Когда темнеет и на небе высыпают мерцающие звезды он позволяет увести себя в теплую палатку, поставленную прямо на палубе, где уже приготовили ужин и где его ждут близкие друзья, родственники, не желавшие мешать его думам
В Антиохии Марк устроил игры, впрочем, сам на их открытии не присутствовал, предоставив участвовать Коммоду мальчик любит состязания, любит зрелища, вот пусть и развлекается. Именно тогда Коммод услышал восторженный рев зрителей на трибунах, во весь голос приветствовавших сына императора. Несдержанная публика была в восторге от его лицезрения и, конечно, хотела выразить особую радость по поводу полученного от Антонинов прощения.

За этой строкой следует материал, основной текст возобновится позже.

PR #1288, opened 2016-02-02
WAITING FOR TSC 1.8: Move static observable stubs from Observable.ts to…

david-driscoll:
… patch files

Related to #1284, and I'm fine with rebasing once #1284 gets merged.

cc @masaeedu @kwonoj

### DIFF
--- a/src/add/observable/bindCallback.ts
+++ b/src/add/observable/bindCallback.ts
@@ -3,4 +3,8 @@ import {BoundCallbackObservable} from '../../observable/BoundCallbackObservable'
 
 Observable.bindCallback = BoundCallbackObservable.create;
 
-export var _void: void;
+declare module '../../Observable' {
+  namespace Observable {
+    export let bindCallback: typeof BoundCallbackObservable.create;
+  }
+}
--- a/src/add/observable/bindNodeCallback.ts
+++ b/src/add/observable/bindNodeCallback.ts
@@ -3,4 +3,8 @@ import {BoundNodeCallbackObservable} from '../../observable/BoundNodeCallbackObs
 
 Observable.bindNodeCallback = BoundNodeCallbackObservable.create;
 
-export var _void: void;
+declare module '../../Observable' {
+  namespace Observable {
+    export let bindNodeCallback: typeof BoundNodeCallbackObservable.create;
+  }
+}
--- a/package.json
+++ b/package.json
@@ -126,7 +126,7 @@
     "systemjs": "^0.19.6",
     "systemjs-builder": "^0.10.6",
     "tslint": "3.3.0-dev.2",
-    "typescript": "1.9.0-dev.20160128",
+    "typescript": "1.9.0-dev.20160202",
     "validate-commit-msg": "1.1.1",
     "watch": "0.16.0",
     "watchify": "3.7.0",
--- a/src/Observable.ts
+++ b/src/Observable.ts
@@ -14,28 +14,7 @@ import {toSubscriber} from './util/toSubscriber';
 import {tryCatch} from './util/tryCatch';
 import {errorObject} from './util/errorObject';
 
-import {combineLatestStatic} from './operator/combineLatest';
-import {concatStatic} from './operator/concat';
-import {mergeStatic} from './operator/merge';
-import {zipStatic} from './operator/zip';
-import {BoundCallbackObservable} from './observable/BoundCallbackObservable';
-import {BoundNodeCallbackObservable} from './observable/BoundNodeCallbackObservable';
-import {DeferObservable} from './observable/DeferObservable';
-import {EmptyObservable} from './observable/EmptyObservable';
-import {ForkJoinObservable} from './observable/ForkJoinObservable';
-import {FromObservable} from './observable/FromObservable';
-import {ArrayObservable} from './observable/ArrayObservable';
-import {FromEventObservable} from './observable/FromEventObservable';
-import {FromEventPatternObservable} from './observable/FromEventPatternObservable';
-import {PromiseObservable} from './observable/PromiseObservable';
-import {IntervalObservable} from './observable/IntervalObservable';
-import {TimerObservable} from './observable/TimerObservable';
-import {raceStatic} from './operator/race';
-import {RangeObservable} from './observable/RangeObservable';
-import {NeverObservable} from './observable/NeverObservable';
 import {ErrorObservable} from './observable/ErrorObservable';
-import {AjaxCreationMethod} from './observable/dom/AjaxObservable';
-import {WebSocketSubject} from './observable/dom/WebSocketSubject';
 
 import {CombineLatestSignature} from './operator/combineLatest';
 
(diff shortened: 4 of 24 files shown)


kwonoj:
:+1: Thanks for PR, let's take #1284 first, hope you do not mind. (I know you already mentioned it's ok ;) )

src/add/observable/bindNodeCallback.ts
```diff
@@ -3,4 +3,8 @@ import {BoundNodeCallbackObservable} from '../../observable/BoundNodeCallbackObs
 
 Observable.bindNodeCallback = BoundNodeCallbackObservable.create;
 
-export var _void: void;
\ No newline at end of file
+declare module '../../Observable' {
+  module Observable {
+    export let bindNodeCallback: typeof BoundNodeCallbackObservable.create;
```
kwonoj: Just out of curiosity - can `let` be `const`?

david-driscoll: It appears the compiler will then refuse to let you assign the value above.

kwonoj: hmm.. interesting, thanks. Not a major issue, so think it'd be ok.

kwonoj:
cc @blesh also for visibility, @blesh , this PR changes organizations of static method as below 

1. now `Observable.ts` does not include static method stubs by default
2. as same as patch operator, importing patch will dynamically import static method as well as its types
3. No changes for Rx / Rx.KitchenSink

consumer perspective 2 is major change, now user who imports `Observable` only for partial operator import would need to import static method as well with this PR. Question would be if we want this or not. In terms of 'everything is modular' it's somewhat expected way though.

david-driscoll:
One thing to note, today they still have to import the static method, but a TypeScript consumer will see that the method "exists" then when they try to use it they'll get a method not found error.

This change makes it obvious that method doesn't exist and that they need to import it.

kwonoj:
Yes, my terms are not precise. @david-driscoll 's correct.

blesh:
Will this all work correctly if the consumer is using an older version of TypeScript? (say 1.7 or 1.8?)

david-driscoll:
I believe some of the changes are being back ported to 1.8 but I would have to confirm that.  This would also affect #1284.  @masaeedu do you know if this is being back ported to 1.8?  I thought I saw something about that.

kwonoj:
I believe it should work at least on 1.8, for earlier version need to verify it. Primary goal is not to regress and consumer should not care about typescript version dependency. (this, #1284 both)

В этом был весь характер сирийцев: легкий, вспыльчивый, увлекающийся. В прошлом году их увлек за собой Авидий Кассий, которому они присягнули на верность, а до него был император Луций Вер, покойный брат нынешнего.
Луций Вер пользовался их особой любовью за веселый нрав, за стать, за доброту, за то, что полюбил женщину из Ионии, звавшуюся Панфией. И, наконец, за то, что намеревался разделить империю пополам, как некогда сделали Октавиан Август26 и Антоний27, и провозгласить столицей Антиохию. Здесь бы сирийцы утерли нос своим вечным соперникам египтянам, ведь до этого Антоний выбрал своей резиденцией Александрию из-за Клеопатры.